There are five main types of imaging ventures; of these, two are simple and three are more complex in structure. In the first simple structure, the referring group owns the facility and provides outpatient imaging services for its patients (so long as the group is in compliance with the Stark regulations prohibiting self-referral). The facility bills payors for imaging services under its provider status. Groups using this model must remain aware of any anti-markup provisions affecting billing for the professional component of the imaging services. In addition, they must be aware of any regulations that are in effect regarding physicians’ supervision over certain studies.
In a second type of simple structure, a radiology group owns the facility and provides outpatient imaging services. The group bills payors for imaging services either under its physician practice status or, if not permitted to provide the services as a physician practice (due to non-group ownership participants) then as an independent diagnostic testing facility.
The three types of complex structures are all joint ventures, typically organized in ways that complied with the regulations that were in effect at the time of their formation. The first type is a joint venture involving a hospital-based provider and a leasing company, the second is a joint venture between a hospital and nonreferring entities (such as a radiology group), and the third is a joint venture entered by a physician group or imaging company and a leasing company.
In evaluating the feasibility of joint ventures that involve leasing companies, it is important to remember that future MPFS rules could affect referring physicians’ investment in such ventures. CMS has proposed expanding the definition of an entity, for Stark-regulation purposes, to include not only the entity (the physician group practice) that bills the Medicare or Medicaid programs for the referred patient, but also the entity that performs the designated health service.

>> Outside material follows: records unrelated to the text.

PR #536, opened 2025-01-31
Backend: Add Phase 3 Verifier for Location of Static Web Resources

### LINKED ISSUE #441: Backend: Add Phase 3 Verifier for Location of Static Web Resources
## Overview
Some students are able to view their static web pages just fine locally, but fail the test on the autograder because they are misplaced.

## Description
Some students accidentally mistype the name of the `resources` directory and end up serving the static web to a different URL such as `/resuorces` or otherwise. Things like this work just fine locally because the references are contained to the project, but then break when we impose the external requirements of the autograder on them.

Resolving this kind of error typically requires TA intervention since there are no debugging hints to follow to lead the student to the right answer. The goal is to provide enough information to students so that reasonable CS minor students could figure out what is wrong on their own without relying on external help.

Note that students are given clear direction in the [Getting Started](https://github.com/softwareconstruction240/softwareconstruction/blob/main/chess/3-web-api/getting-started.md) guide. We can still do more to help them recover from mistakes.

## Proposal 
Leverage the "Verifier" system already in place to double check that students have their web static files in the right location and are serving them to with the right base path.

This should be a pretty simple process, and it would only need to run in Phase 3.

When the error conditions are identified, we could provide a warning similar to the following:
> It looks like you won't pass the static files test. Are the static files located in `server/src/main/resources/web`?

Maillman:
## Overview
Resolves #441.
This pull request adds a StaticFilesVerifier to test if the web folder containing the static web files is contained in the `resources` directory for phase 3. If the web folder isn't present, the verifier returns a warning saying `It looks like you won't pass the static files test. Are the static files located in server/src/main/resources/web?`

## Testing
- [ ] Tested edge cases
- [X] Manual testing (if needed) - Tested when the resources folder is both misspelled and correctly spelled.
StaticTestVerifierWorking
StaticTestVerifierWorking2

## Additional Notes
I also looked at the ProjectStructureVerifier.java file and noticed that it checks if the `server/src/main/resources` file path exists.

https://github.com/softwareconstruction240/autograder/blob/177b77501a4dd2b089e8bf89e28bc44053139d10/src/main/java/edu/byu/cs/autograder/compile/verifers/ProjectStructureVerifier.java#L35-L37

However, in my tests, it never gives a warning saying the directory couldn't be found, even though I misspelled the `resources` folder. I debugged why this was the case and found that the AutoGrader would create a `resources` folder to hold a `db.properties` file. So the warning never occurs.

ResourcesPresent


src/main/java/edu/byu/cs/autograder/compile/verifers/StaticFilesVerifier.java
```diff
@@ -0,0 +1,24 @@
...
+public class StaticFilesVerifier implements StudentCodeVerifier {
+
+    @Override
+    public void verify(GradingContext context, StudentCodeReader reader) throws GradingException {
+        if(context.phase()==Phase.Phase3){
+            String filePath = "server/src/main/resources/web";
+            File staticFiles = new File(context.stageRepo(), filePath);
+            if(!staticFiles.exists() || !staticFiles.isDirectory()){
+                context.observer().notifyWarning("It looks like you won't pass the static files test. " +
+                        "Are the static files located in %s?".formatted(filePath));
```
19mdavenport, line 20: "Won't" seems a little strong (also technically not guaranteed to be true, but very likely).

I would also suggest putting what this detected before the problem it may cause. To someone reading this that may come off as less accusatory. 

Might I suggest: 'Could not locate folder %s. This may lead to the autograder giving different results than your local machine for the "static files" test. Please ensure the static files are in the location described in the getting started instructions and have been committed and pushed to your repository.'

19mdavenport (changes requested):
Looks generally pretty good. I have some notes about the warning message that I commented on those specific lines

19mdavenport (approved):
LGTM

frozenfrank (commented):
Does this need to be an entirely new verifier? Can you just add a line to look specifically for the `.../web/` directory which would not have the issues of the existing check?

I'm think that if there is a way to reuse the existing code, we should.

Thanks for all the research and background on the issue!

Maillman:
@frozenfrank, do you still want to give the warning to students indicating they may fail the static web tests due to the file not being in the correct place? The ProjectStructureVerifier only warns about the directory not being found.

https://github.com/softwareconstruction240/autograder/blob/177b77501a4dd2b089e8bf89e28bc44053139d10/src/main/java/edu/byu/cs/autograder/compile/verifers/ProjectStructureVerifier.java#L47-L48

frozenfrank:
> @frozenfrank, do you still want to give the warning to students indicating they may fail the static web tests due to the file not being in the correct place? The ProjectStructureVerifier only warns about the directory not being found.
> 
> 
> 
> https://github.com/softwareconstruction240/autograder/blob/177b77501a4dd2b089e8bf89e28bc44053139d10/src/main/java/edu/byu/cs/autograder/compile/verifers/ProjectStructureVerifier.java#L47-L48

@Maillman What do you think about extending the functionality of the original verifier to have the option of providing custom error messages?

src/main/java/edu/byu/cs/autograder/compile/verifers/ProjectStructureVerifier.java
```diff
@@ -14,6 +15,8 @@
  * which is checked by looking for a pom.xml file
  */
 public class ProjectStructureVerifier implements StudentCodeVerifier {
+    private static final HashMap<String, String> customMessages = new HashMap<>();
+    private static final Set<String> filePaths = new HashSet<>();
```
frozenfrank, line 19: These variables being `static` could cause problems if we were ever to try grading multiple students at once. Unless there is a clear need, since these data structures are intended to be changed, let's keep them non-static, instance variables.

src/main/java/edu/byu/cs/autograder/compile/verifers/ProjectStructureVerifier.java
```diff
@@ -27,25 +30,38 @@ private void verifyRootPom(GradingContext context) throws GradingException {
...
+                addFilePaths("server/src/main/java");
+                addFilePaths("client/src/main/java");
         }
 
         for(String filePath : filePaths) {
             File file = new File(context.stageRepo(), filePath);
             if(!file.exists() || !file.isDirectory()) {
-                context.observer().notifyWarning("Directory %s could not be found".formatted(filePath));
+                context.observer().notifyWarning("Directory %s could not be found.".formatted(filePath)
+                        + customMessages.get(filePath));
```
frozenfrank, line 64: I would make it the responsibility of this utility code to add the space, rather than require users of the function to add a leading space.

frozenfrank (changes requested):
Almost there! Just a few adjustments, and this will be a helpful addition to the AutoGrader!

src/main/java/edu/byu/cs/autograder/compile/verifers/ProjectStructureVerifier.java
```diff
@@ -60,8 +60,10 @@ private void verifyDirectoryStructure(GradingContext context) {
         for(String filePath : filePaths) {
             File file = new File(context.stageRepo(), filePath);
             if(!file.exists() || !file.isDirectory()) {
-                context.observer().notifyWarning("Directory %s could not be found.".formatted(filePath)
-                        + customMessages.get(filePath));
+                String errorMessage = "Directory %s could not be found.".formatted(filePath);
+                String customErrorMessage = customMessages.get(filePath);
+                errorMessage += (customErrorMessage.isEmpty() ? "" : " " + customErrorMessage);
```
frozenfrank, line 65:
```java
if (customErrorMessage.isEmpty()) errorMessage += " " + customErrorMessage);
```

frozenfrank (approved):
Looks great! Let's get this thing merged in!

Good job iterating on the design multiple times to arrive at a great solution, @Maillman!

PR #537, opened 2025-02-03
Fix flakey commit amend test...

frozenfrank:
## Overview

Resolves an issue that causes the `GitHelperTest:amendedCommitsCountedOnce()` test to sometimes fail based on external factors (the clock). This comes in response to this surprise discovery https://github.com/softwareconstruction240/autograder/pull/534#issuecomment-2632038772.

## Discussion

'Flakey' is a strong word because the test did nearly all of the time it ran.

Root cause argument:
* Detecting an amended commit requires an exact timestamp match. 
* Git timestamps have second precision.
* Without actually using the `commit --amend` flag, the test would create multiple commits in quick succession which is effectively the same as amending commits. 
* As long as all the commits are authored in the same second, the test works.
* However, there is a non-zero chance that the span of commits would cross the boundary of a second and cause the test to fail.
* The exact probability has to do with the execution time of the machine creating the commits.
* ∴ Therefore, probability that the test fails under valid circumstances is **non-zero**.

This change leverages a different overload of `GitHelperUtils.makeCommit()` to specify an exact Instant where the commit should be authored. We compute `now()` once, and then determine the timestamps of the other commits based on subtractions from now(). This guarantees us that the commits will *always* have the timestamps we intend for them to have.

## Testing

- [ ] Tested edge cases

## Additional Notes

This change does not fundamentally change the way the test is approached. It only guarantees that is always works properly.

### DIFF
--- a/src/test/java/edu/byu/cs/autograder/git/GitHelperTest.java
+++ b/src/test/java/edu/byu/cs/autograder/git/GitHelperTest.java
@@ -4,6 +4,8 @@ import edu.byu.cs.analytics.CommitThreshold;
 import org.eclipse.jgit.api.Git;
 import org.junit.jupiter.api.*;
 import java.io.File;
+import java.time.Duration;
+import java.time.Instant;
 import java.util.*;
 
 class GitHelperTest {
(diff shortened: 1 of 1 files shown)


19mdavenport (approved):
That explains why it performed differently between machines and even if it was on a machine directly or inside a container. Thanks

PR #538, opened 2025-02-04
432 intelligently evaluate history without tail hash

### LINKED ISSUE #432: Backend: Intelligently Evaluate Available Data in Repo Even When A Tailhash is Missing
## Overview
In #420, we fixed an issue that caused the commit verification system to reject grading and fail to save a submission if a tail hash was missing during evaluation. Now the student will still be failed, but a submission object will be created which allows for manual intervention to apply the score for the student.

However, in all the relevant use-cases, the students did not really mean to nuke their repo. Typically, they are still setting up the project for the first time, run in to issues, and reset everything in order to fix it (after submitting the GitHub assignment). There is no need for manual intervention in these use-cases. There should be enough information for us to make a fair grading decision without manual intervention even if the tail commit is no longer available.

## Solution
Currently, we filter the commits in the `main` branch by only the ones that were not included in the previous submission (this requires a valid tail commit) _and_ then exclude other corner cases by verifying the commit timestamp. This double verification is the most robust, but we could relax the verification and still feel confident that the system is behaving as it should when a tail commit is not available.

This relaxation of requirements could be easily accomplished using existing architecture in the codebase. The `GitHelper.getMostRecentPassingSubmission()` method is responsible for identifying the latest submission commit and the latest submission timestamp and then merging the two pieces of information together into a `CommitThreshold` record. Currently, the logic tracks them together and updates both values when possible, but we could separate these concerns to update the latest timestamp, and update the latest submission hash only when it exists. The rest of the logic down the line already applies both of the filters independent of each other. This would result in a relaxation of the requirements and save students from needing a manual intervention if they blow up their repo and restart. It will still verify that the new commits were authored after the latest submission and avoid double-counting commits towards the minimum requirements.

## Potential Concerns
1. There is a strong use-case for providing this relaxation on Phase 0 (immediately following the GitHub assignment), but we may not want to have this potential loophole open for later phases where there is no demanding use-case.
    * This is not opening up an actual loophole since we are verifying author timestamps, and those author timestamps have been verified the entire time.
    * We could limit this relaxation as an exception on the Phase 0 phase. (If a student were to have this issue on a future phase, they would need a TA to approve the score.)

## Moving Forward
Feedback is welcomed. Please comment and weigh in on this issue.

frozenfrank:
## Overview

Upgrades Commit Verification internals to produce an accurate result even when student nuke their repos before Phase 1. Resolves #432.

## Details

Although I thought I would need to make some minor modifications to the algorithm, in the end, it appears that we only needed a configuration-type change in `DefaultGitVerificationStrategy`. I see that as a benefit of well designed code!

This PR does update test cases to function with the new paradigm.

## Testing

- [x] Tested edge cases

## Future Work

While working on this PR, I remembered that the `git` tests work at a low level and never test the integration of `Submission` handling with the git commits together. Future developers could add higher-level, integration-type tests which properly exercise and demonstrate correct behavior of the entire system.

## Additional Notes

At this point, I do not expect any more students to have this issue this semester, but someone will probably surprise me. At any rate, we should manually test this with a legit repo and then merge it in so we don't repeat the issues against next semester.

### DIFF
--- a/src/test/java/edu/byu/cs/autograder/git/GitHelperTest.java
+++ b/src/test/java/edu/byu/cs/autograder/git/GitHelperTest.java
@@ -261,20 +261,21 @@ class GitHelperTest {
         utils.evaluateTest("missing-tail-commit", List.of(
                 new VerificationCheckpoint(
                     repoContext -> {
-                        utils.makeCommit(repoContext, "Change 1", 24, 39, 20);
+                        utils.makeCommit(repoContext, "Change 1", 1, 9, 20);
                     },
                     utils.generalCommitVerificationResult(true, 1, 1)),
                 new VerificationCheckpoint(
                     repoContext -> {
-                        utils.makeCommit(repoContext, "Change 2", 23, 38, 10);
+                        utils.makeCommit(repoContext, "Change 2", 0, 3, 10);
 
                         // NOTE: I tried putting in an *obviously* incorrect head hash for testing, but it JGit rejected
                         // it with an InvalidObjectIdException. Apparently the ObjectIds cannot be any alphanumeric string.
-                        utils.setPrevSubmissionHeadHash("f6fbf36bd4f932177df1bc70fbd5a32da288c6d7"); // Commit doesn't exist
+                        utils.setPrevSubmissionHeadHash(null); // Commit wasn't found during processing
+                        utils.setPrevSubmissionTimestamp(Instant.now().minus(Duration.ofMinutes(30))); // Submitted between the two phases
                     },
-                    // Since the tail hash doesn't exist, it will evaluate the entire repository resulting in 2 commits on two days.
+                    // Since the tail hash doesn't exist, it will evaluate the entire repository. On the resulting in 2 commits on two days.
                     // It will be flagged as potentially incorrect and require manual intervention.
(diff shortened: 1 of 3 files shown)


Maillman (approved):
LGTM.

src/test/java/edu/byu/cs/autograder/git/GitHelperTest.java
```diff
@@ -258,23 +258,25 @@ void verifyRegularCommits() {
...
+                        utils.makeCommit(repoContext, "Change 1", 1, 9, 20);
                     },
                     utils.generalCommitVerificationResult(true, 1, 1)),
                 new VerificationCheckpoint(
                     repoContext -> {
-                        utils.makeCommit(repoContext, "Change 2", 23, 38, 10);
+                        utils.makeCommit(repoContext, "Change 2", 0, 3, 10);
 
                         // NOTE: I tried putting in an *obviously* incorrect head hash for testing, but it JGit rejected
                         // it with an InvalidObjectIdException. Apparently the ObjectIds cannot be any alphanumeric string.
```
19mdavenport, line 273: Thank you for including this note

19mdavenport (approved):
LGTM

This would impede the ability of referring physicians to hold ownership interest in a leasing company, if the leasing company were to be viewed as the entity that performed the designated health service. There is no exception in the proposed rule that would permit referrals under such circumstances. CMS has received many comments on this proposal; while it was not adopted in the most recently released ruling, there is no way to predict whether CMS will adopt it in a future ruling, either in 2008 or in subsequent years.
Before embarking on the formation of any outpatient imaging venture, make sure that it is feasible in terms of group cohesion and from regulatory, economic, and relational standpoints. Identify key provisions between the parties first; then, document them in a comprehensive term sheet on which all parties can agree before getting too far down the path toward a joint venture. The term sheet should define ownership and governance, services provided, location, enrollment status, operating plan, day-to-day management, capitalization, professional services, and related terms.
Be certain that the venture agreements address how the arrangement will be dissolved or modified if the regulations affecting it change or the parties involved are dissatisfied. Determine, from the beginning, to what extent any of the parties to the venture will be making tangible and intangible contributions and how value will be assigned to those contributions. Have the proposed venture reviewed at the highest levels as early as possible to help minimize unpleasant surprises later, when the project is reviewed for approval. Remember to use competent legal advisors in forming and evaluating any venture.